A man with a noticeably long neck and a plaited cord around his hat instead of a ribbon boards a crowded bus called the S bus. Each time the bus makes a stop, his neighbor steps on his foot, prompting conflict. When a seat opens up, however, he takes a seat. Two hours later, the man is found with a friend, who tells him his coat needs a new button.
Raymond Queneau’s 1947 avant-garde novella Exercises in Style retells that exact banal story in ninety-nine different ways. Examples of this include the chapter ‘Cockney’, written as if told in a cockney accent; ‘Ode’, which tells the story as a musical composition; ‘Medical’, which explains everyday phenomena as if they applied to a doctor’s diagnostic criteria; ‘Onomatopoeia’, using words resembling sounds to narrate the story; ‘Comedy’, a three-act play; ‘Reactionary’, narrated by a politically conservative observer and; ‘Haiku’, which reduces the story to seventeen syllables.

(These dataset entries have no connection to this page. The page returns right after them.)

PR #187, opened 2022-11-28
[OoT] Exporter code cleanup

Yanis42:
Changes: basically renamed and improved every functions/class and a lot of local variables, made an import cleanup pass on every (OoT) files and formatted with black, I also improved the C code a bit to make it easier to read/understand


Yanis42:
fixed conflicts, hopefully nothing broke for the spec changes 🙏 (idk how to test that properly, added an include in the spec file and it stayed so I believe it works as intended)

fast64_internal/oot/scene/exporter/to_c/actor.py
```diff
@@ -9,45 +9,38 @@
...
-                        str(int(round(actor.rotation[2]))),
-                    )
-                ),
-                str(actor.actorParam),
-            )
-        )
-        + " },\n"
+        (f"// {actor.actorName}\n" + indent if actor.actorName != "" else "")
+        + "{\n"
+        + ",\n".join((indent * 2) + f"/* {desc:10} */ {info}" for desc, info in zip(infoDescs, actorInfos))
```
kurethedead, line 23: I'm not sure if comments like this break scene importing, have you tried it out?

fast64_internal/oot/scene/exporter/to_c/room_commands.py
```diff
@@ -2,134 +2,77 @@
...
-def ootRoomCommandsToC(room, headerIndex):
-    commands = []
-    if room.hasAlternateHeaders():
-        commands.append(room.cmdAltHeaders(room.roomName(), room.alternateHeadersName(), headerIndex, len(commands)))
-    commands.append(cmdEchoSettings(room, headerIndex, len(commands)))
-    commands.append(cmdRoomBehaviour(room, headerIndex, len(commands)))
-    commands.append(cmdSkyboxDisables(room, headerIndex, len(commands)))
-    commands.append(cmdTimeSettings(room, headerIndex, len(commands)))
-    if room.setWind:
-        commands.append(cmdWindSettings(room, headerIndex, len(commands)))
```
kurethedead, line 118: I think this check is not handled correctly in the new code?

fast64_internal/oot/oot_level_writer.py
```diff
@@ -270,6 +259,7 @@ def readSceneData(scene, scene_properties, sceneHeader, alternateSceneHeaders):
     scene.skyboxID = getCustomProperty(sceneHeader, "skyboxID")
     scene.skyboxCloudiness = getCustomProperty(sceneHeader, "skyboxCloudiness")
     scene.skyboxLighting = getCustomProperty(sceneHeader, "skyboxLighting")
+    scene.lightMode = sceneHeader.skyboxLighting
```
kurethedead, line 262: I think I mentioned this before, but I don't know why this is being re-added; `lightMode` is the same property as `skyboxLighting` except it doesn't handle the custom option correctly.

kurethedead (changes requested):
I would test scene importing with this PR again. Namely, adding comments and reordering commands may break certain things.

fast64_internal/oot/scene/exporter/to_c/actor.py
Yanis42: I tried it with vanilla scenes and it worked, I forgot you can import fast64 scenes now lol (also does it work properly with non-single file mode?)

fast64_internal/oot/oot_level_writer.py
Yanis42: yea sorry, I was just confused by the new enum for a moment and forgot to remove this lol

fast64_internal/oot/scene/exporter/to_c/actor.py
Yanis42: (it doesn't seem to work with non-single file mode)

Yanis42: just in case, I'm working on a fix for this

Yanis42: fast64 scenes import should now be fixed, idk how to check if everything works for sure but I fixed every errors

something better can be used to detect if light settings are using the new format but I wasn't inspired lol, though the multiple files issue isn't fixed as it wasn't brought by this PR (and I have no idea how to fix that)

anyway, tell me if anything else broke 👍

fast64_internal/oot/scene/exporter/to_c/scene_header.py
```diff
@@ -1,208 +1,208 @@
...
+    fogData = [
+        (light.getBlendFogNear(), "Blend Rate & Fog Near"),
+        (f"{light.fogFar}", "Fog Far"),
+    ]
+
+    lightDescs = ["Dawn", "Day", "Dusk", "Night"]
+    if lightMode == "false":
+        lightDesc = f"// {lightDescs[index]} Lighting\n"
+    else:
+        lightDesc = f"// {'Indoor' if lightMode == 'true' else 'Custom'} n°{index + 1} Lighting\n"
```
kurethedead, line 40: This code throws an index error when exporting a kakariko import. I don't think I actually fully figured out how the lighting system worked, so the lighting mode enum representation might not be completely accurate. Kakariko has a `false` lighting mode but has 12 lights in it.

Yanis42: that's odd, the lighting is set to custom, the condition shouldn't return true

kurethedead: That member handles the custom property, so its going be equal to `"false"`.

Yanis42: should be fixed now

fast64_internal/oot/oot_level_writer.py
```diff
@@ -258,7 +258,8 @@ def readSceneData(scene, scene_properties, sceneHeader, alternateSceneHeaders):
     scene.naviCup = getCustomProperty(sceneHeader, "naviCup")
     scene.skyboxID = getCustomProperty(sceneHeader, "skyboxID")
     scene.skyboxCloudiness = getCustomProperty(sceneHeader, "skyboxCloudiness")
-    scene.skyboxLighting = getCustomProperty(sceneHeader, "skyboxLighting")
+    scene.skyboxLighting = sceneHeader.skyboxLighting
+    scene.skyboxLightingCustom = sceneHeader.skyboxLightingCustom
```
kurethedead, line 262: Sorry, I'm not a fan of this - the `OOTScene` is supposed to be a representation of the scene in C, so `skyboxLighting` shouldn't include details of the property implementation in Blender. Since this is only for comments I would prefer just simplifying the comments to not rely on this, but if you want to keep it an alternative would be to add something like an `isSkyboxLightingCustom` boolean to handle the comments, while retaining `getCustomProperty` for `skyboxLighting.`

fast64_internal/oot/scene/exporter/to_c/scene_header.py
```diff
@@ -34,6 +34,7 @@ def getLightSettingsEntry(light: OOTLight, lightMode: str, index: int):
     ]
 
     lightDescs = ["Dawn", "Day", "Dusk", "Night"]
+    print(lightMode)
```
kurethedead, line 37: This can be removed as well.

fast64_internal/oot/oot_level_writer.py
Yanis42: chose the bool method as it was easier to do

kurethedead (approved):

fast64_internal/oot/scene/exporter/to_c/room_header.py
```diff
@@ -1,78 +1,87 @@
...
+    # .c
+    altHeaderPtrList = (
+        f"{altHeaderPtrListName}[]"
+        + " = {\n"
+        + "\n".join(
+            indent + f"{curHeader.roomName()}_header{i:02},"
+            if curHeader is not None
+            else indent + "NULL,"
+            if i < 4
+            else ""
```
Dragorn421, line 65: I'm wondering if this (omitting None cutsceneHeaders) can ever happen, and if it does, does something break?

fast64_internal/oot/scene/exporter/to_c/scene_pathways.py
```diff
@@ -1,38 +1,48 @@
...
+
+    # .h
+    pathData.header = f"extern {pathName}[];\n"
+
+    # .c
+    pathData.source = (
+        f"{pathName}[]"
+        + " = {\n"
+        + "\n".join(
+            indent + "{ " + ", ".join(f"{round(curPoint):5}" for i, curPoint in enumerate(point) if i < 3) + " },"
```
Dragorn421, line 18: why `if i < 3`
if a point is 4d or more I'd consider that a bug anyway

fast64_internal/oot/oot_level_classes.py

While many may see this as pointless and indubitably boring, Queneau’s book is nothing short of a triumph, demonstrating not only the vast possibilities of linguistic styles while storytelling, but also the power of language itself.

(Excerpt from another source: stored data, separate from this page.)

PR #188, opened 2022-11-28
[OoT] Improvements and fixes for scene exporter panel

Yanis42:
Changes:
- Added custom path option for decomp mode, the remove operator grays out if the path doesn't exists
- Added a box for HackerOoT export options to make it less confusing

### DIFF
--- a/fast64_internal/oot/oot_level_writer.py
+++ b/fast64_internal/oot/oot_level_writer.py
@@ -1031,7 +1031,7 @@ class OOT_ExportScenePanel(OOT_Panel):
         col.prop(settings, "customExport")
 
         if context.scene.fast64.oot.hackerFeaturesEnabled:
-            hackerOoTBox = col.box()
+            hackerOoTBox = col.box().column()
             hackerOoTBox.label(text="HackerOoT Options")
 
             bootOptions = context.scene.fast64.oot.bootupSceneOptions
@@ -1095,7 +1095,7 @@ class OOT_RemoveScenePanel(OOT_Panel):
 
         if removeSettings.option == "Custom" and not os.path.exists(exportPath):
             removeRow.enabled = False
-            col.label(text="This path doesn't exists.")
+            col.label(text="This path doesn't exist.")
         else:
             removeRow.enabled = True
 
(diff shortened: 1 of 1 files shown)


fast64_internal/oot/oot_level_writer.py
```diff
@@ -1003,63 +1001,103 @@ def draw(self, context):
...
                 prop_split(col, settings, "subFolder", "Subfolder")
                 prop_split(col, settings, "name", "Name")
 
         prop_split(col, context.scene, "ootSceneExportObj", "Scene Object")
 
+        col.prop(settings, "singleFile")
+        col.prop(settings, "customExport")
+
         if context.scene.fast64.oot.hackerFeaturesEnabled:
+            hackerOoTBox = col.box()
```
kurethedead, line 1034:
```suggestion
            hackerOoTBox = col.box().column()
```
Don't use the results of box() directly, this causes big spaces between lines.

fast64_internal/oot/oot_level_writer.py
```diff
@@ -1003,63 +1001,103 @@ def draw(self, context):
...
+            exportPath = (
+                context.scene.ootDecompPath + f"assets/scenes/{removeSettings.subFolder}/{removeSettings.name}/"
+            )
+
+        removeRow = col.row()
+        removeRow.operator(OOT_RemoveScene.bl_idname, text="Remove Scene")
+
+        if removeSettings.option == "Custom" and not os.path.exists(exportPath):
+            removeRow.enabled = False
+            col.label(text="This path doesn't exists.")
```
kurethedead, line 1098:
```suggestion
            col.label(text="This path doesn't exist.")
```

kurethedead (changes requested):
I'm opposed to splitting up the scene operators into separate panels - I did this before with SM64 and it ended up being so overwhelming that the panels were merged together.

Yanis42:
The alternative is using ``col.box()`` to make things easier to read, I can revert these changes to that alternative if that's ok 👍

fast64_internal/oot/oot_level_writer.py
Yanis42: good to know

kurethedead (approved):
Seems good to me, will merge unless there any other objections.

In a sense, Queneau’s story gains somewhat of a mythic quality throughout the book; by its mere retelling, the story metamorphoses from a completely average event into a legend of sorts, bound to secure itself stubbornly into the conscience of any reader. The reader is never given any reason to care for the characters; as a matter of fact, the reader never really figures out who the characters are at all. Moreover, the story itself says nothing interesting or significant whatever – it is as bare and trite as could possibly be. These factors should deter anyone from seeking in the story pleasure, but it remarkably does quite the opposite, with the tale becoming increasingly fascinating with each retelling.

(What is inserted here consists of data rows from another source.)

PR #189, opened 2022-11-28
[bugfix] add hashing to gbi base classes

jesusyoshi54:
Title says it all. This fixes a bug with the last change to gbi base classes which made them unhashable, and therefore unable to be added to sets/dicts: a function that is used in material overrides for armature exports.

The danger of this is that mutating the objects after they are stored inside a hashtable object is they will become unsearchable in these objects. An example is given here (from stack exchange)
```python
cat = Category('foo', 'bar') # a dataclass with unsafe_hash = True
categories = {cat}
cat.id = 'baz'

print(cat in categories)  # False
```
Alternate means of fixing this bug would be to create a base class implementation of `__hash__` that inherited from the `object` type. This has the benefit of maintaining state within hashtables if mutated, but not generating equal hashes if the classes are equal.

### DIFF
--- a/fast64_internal/f3d/f3d_gbi.py
+++ b/fast64_internal/f3d/f3d_gbi.py
@@ -3146,7 +3146,7 @@ def gsSPNoOp(f3d):
 
 
 # base class for gbi macros
-@dataclass
+@dataclass(unsafe_hash = True)
 class GbiMacro:
     _segptrs = False
     _ptr_amp = False
@@ -3179,7 +3179,7 @@ class GbiMacro:
         return GFX_SIZE
 
 
-@dataclass
+@dataclass(unsafe_hash = True)
 class SPMatrix(GbiMacro):
     matrix: int
     param: int
@@ -3196,7 +3196,7 @@ class SPMatrix(GbiMacro):
 # Divide mesh drawing by materials into separate gfx
 
 
-@dataclass
+@dataclass(unsafe_hash = True)
 class SPVertex(GbiMacro):
     # v = seg pointer, n = count, v0  = ?
     vertList: VtxList
@@ -3233,7 +3233,7 @@ class SPVertex(GbiMacro):
         return header + ", " + str(self.count) + ", " + str(self.index) + ")"
 
 
-@dataclass
+@dataclass(unsafe_hash = True)
 class SPViewport(GbiMacro):
     # v = seg pointer, n = count, v0  = ?
     viewport: Vp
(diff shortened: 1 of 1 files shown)


Dragorn421:
Why not frozen=True instead of unsafe_hash?

jesusyoshi54:
certain exports do mutate the base classes, leading to an exception

Dragorn421:
I'm not opposed to merging this as a temporary fix but I think long-term it would be better to commit to these classes being either frozen or mutable

I think it'd be simpler if they were frozen. Can you point me to code that assumes mutability?
I'd like to see if
`gbiThing = dlist[1]; gbiThing.value = 0` could be turned into
`dlist[1] = GbiThing(value=0, otherValue=gbiThing.otherValue)`
(edit the dlist with new instances)

jesusyoshi54:
The class `class DPSetRenderMode(GbiMacro)` itself is one example.
As well as some of the methods of constructing it and other code with flaglists, such as `saveOtherModeHDefinitionAll` and `saveOtherModeLDefinitionAll`
There is also the recent flipbook code added which edits TLUT cmds in `modifyDLForCIFlipbook`, though this may not be the case anymore with the recent change to flipbook code.

Dragorn421:
tbh it looks pretty straightforward to change
```py
        cmd = SPSetOtherMode("G_SETOTHERMODE_L", 0, 3, [])
        cmd.flagList.append(settings.g_mdsft_alpha_compare)
        cmd.flagList.append(settings.g_mdsft_zsrcsel)
```
and the likes to
```py
        flagList = []
        flagList.append(settings.g_mdsft_alpha_compare)
        flagList.append(settings.g_mdsft_zsrcsel)
        cmd = SPSetOtherMode("G_SETOTHERMODE_L", 0, 3, tuple(flagList)) # (change list to tuple too for immutability eventually maybe)
```

is there stuff that is less straightforward to adapt to having the classes immutable?

and yeah I think the OoT flipbook dlist editing stuff is all gone in #190 ? @kurethedead

jesusyoshi54:
I'm not certain if this is all the code that mutates these classes, I would have to parse through game specific f3d writers to make sure and I don't really know those code bases at all.

Dragorn421:
> certain exports do mutate the base classes, leading to an exception

then what did you refer to here?

jesusyoshi54:
The examples I posted about earlier were the ones causing exceptions.
An export that uses other modes was causing a failed export in my first test.

I would like to make these frozen but I can't guarantee to know all the cases where classes are edited, so I believe it is safer to use unsafe_hash until all of those cases are resolved.

sauraen:
What is this blocked waiting on?

Dragorn421:
I think the fix for the underlying issue should be implemented differently, by making the gbi classes frozen instead of mutable+hashable (unsafe_hash)

However making the gbi classes frozen apparently causes issues with sm64, so some stuff (I don't know what) would need rewriting

The example of `SPSetOtherMode` above is very straightforward to rewrite, so I'm waiting on either
- a list of the other things that break from making the dataclasses frozen
- a sm64 dev to pick this up
- we decide this is fine (i.e. you guys do, because I don't think it is) and we go with this fix anyway

thecozies (approved):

Exercises is all about language and literary form; it thrives only as a result of its ambition in toying with different techniques and styles. Although a simple and quick read, Queneau succeeds tremendously in communicating his fervent love of language. The novel forces one to consider how they use language on a daily basis – what words they use, how they use them, how their thoughts are channeled into language, and how they build their narratives. It reminds one to consider their words more carefully and to explore alternate methods of speech and presentation. With incomparable zest and wit, Queneau’s Exercises in Style is an exemplary work of postwar French avant-garde literature and is bound to secure a place in the heart of every eccentric who dares open it.